To C or not to C
That's here the question.

C is a really cool language. You don't think so? Well, then you should read this:

In other languages regulations are often very strict. For example: Don't access array elements with indices exceeding the range. But what if I just WANT to do this? If I decide to do it, the computer has to obey. I hate languages that complain "No. No. Don't do this. Bad things may happen...". C doesn't complain. A C compiler knows that you are intelligent and have good reasons whenever you break the rules of old-fashioned programming style.

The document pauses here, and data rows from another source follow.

PR #1016, opened 2024-04-03
Firewall config

Alex-Welsh:
Testing changes in CI because my AIO died.


etc/kayobe/compute.yml
```diff
@@ -126,22 +126,57 @@
...
 
 # Whether to install and enable firewalld.
-#compute_firewalld_enabled:
+compute_firewalld_enabled: true
 
 # A list of zones to create. Each item is a dict containing a 'zone' item.
-#compute_firewalld_zones:
+compute_firewalld_zones: "{{ compute_firewalld_zones_default | union(compute_firewalld_zones_extra) | unique | select }}"
+compute_firewalld_zones_extra: []
+compute_firewalld_zones_default: "{% set network_zones = [] %}{% for network in network_interfaces %}{% set _ = network_zones.append({'zone': network | net_zone}) %}{% endfor %}{{ network_zones }}"
```
markgoddard: I think you need to apply the filtering in here because `select` will treat `{'"zone": None}` as truthy.

markgoddard: IMO it would be more readable to use a multiple lines, e.g.

```
compute_firewalld_zones_default: >-
  {% set network_zones = [] %}
  {% for network in network_interfaces %}
  {% set _ = network_zones.append({'zone': network | net_zone}) %}
  {% endfor %}
  {{ network_zones }}
```

etc/kayobe/compute.yml
```diff
@@ -126,22 +126,57 @@
 # Compute node firewalld configuration.
 
 # Whether to install and enable firewalld.
-#compute_firewalld_enabled:
+compute_firewalld_enabled: true
 
 # A list of zones to create. Each item is a dict containing a 'zone' item.
-#compute_firewalld_zones:
+compute_firewalld_zones: "{{ compute_firewalld_zones_default | union(compute_firewalld_zones_extra) | unique | select }}"
+compute_firewalld_zones_extra: []
```
markgoddard: Move extra vars below defaults with an empty line to help with merge conflicts?

etc/kayobe/compute.yml
```diff
@@ -126,22 +126,57 @@
...
+        zone: "{{ public_net_name | net_zone}}"
+        network: "{{ public_net_name }}"
+    enabled: true
+  # GENEVE
+  - rules:
+      - port: 6081/udp
+        state: enabled
+        zone: "{{ tunnel_net_name | net_zone}}"
+        network: "{{ tunnel_net_name }}"
+    enabled: "{{ ('geneve' in (kolla_neutron_ml2_type_drivers + kolla_neutron_ml2_tenant_network_types)) | bool }}"
```
markgoddard: nit: bool unnecessary here, result is boolean

etc/kayobe/compute.yml
```diff
@@ -126,22 +126,57 @@
...
+
+compute_firewalld_rules: "{{ compute_firewalld_rules_default | selectattr('enabled', 'true') | map(attribute='rules') | flatten | selectattr('network', 'in', network_interfaces) | selectattr('zone') | union(compute_firewalld_rules_extra) | unique | select }}"
+compute_firewalld_rules_extra: []
+compute_firewalld_rules_default:
+  # Common
+  - rules:
+      - service: ssh
+        state: enabled
+        zone: "{{ provision_oc_net_name | net_zone}}"
+        network: "{{ provision_oc_net_name }}"
```
markgoddard: admin_oc_net_name

etc/kayobe/compute.yml
```diff
@@ -126,22 +126,57 @@
...
+      - service: dhcpv6-client
+        state: disabled
+        zone: "{{ public_net_name | net_zone}}"
```
markgoddard: nit: whitespace

etc/kayobe/compute.yml
```diff
@@ -126,22 +126,57 @@
...
+        network: "{{ public_net_name }}"
+      - service: ssh
```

Due to the range of possibilities that you have in C solutions of problems tend to be very short.
Imagine you want to print the sequence of the integers from a to b.
If a<b then the sequence is to be printed in ascending order and if a>b then it is to be printed in descending order.
A solution in a Pascal-style language could look like this:

IF a<b THEN
  FOR i:=a TO b DO writeln(i)
ELSE
  FOR i:=a DOWNTO b DO writeln(i);

but in C it can be simply written as

for(i=a;printf("%d\n",i),d=b-i;i+=(d|1)%2);	

The C notation may confuse you but this is because you still think in a human language. Try to think like a computer!

1. You initialize i with i=a.
2. Print i. This can't be wrong.
3. Compute the difference to your goal: d=b-i
   C now interprets the result as a condition. If d is zero, 
   then the for-loop is exited.
4. Now notice that the expression (d|1)%2 yields +1 if d is greater than zero
   and -1 if d is less than zero. 
   So add (d|1)%2 to your current i for the next iteration.
It's straight-forward, isn't it?

November 30, 1995
Mark Dettinger

Here's a comment by Leigh Lundin from Infinite Space Systems.

P.S. :
Don't take it too serious. In reality I wouldn't write code like this. In the ACM Southwestern Programming Contest 1996 me and my team used C. To avoid bugs we tried to keep the code as pretty as possible and we compiled our programs with gcc -ansi -Wall -pedantic to get every warning message you can think of. As the ranklist shows you, this strategy works.


This page was last updated on February 10, 1997.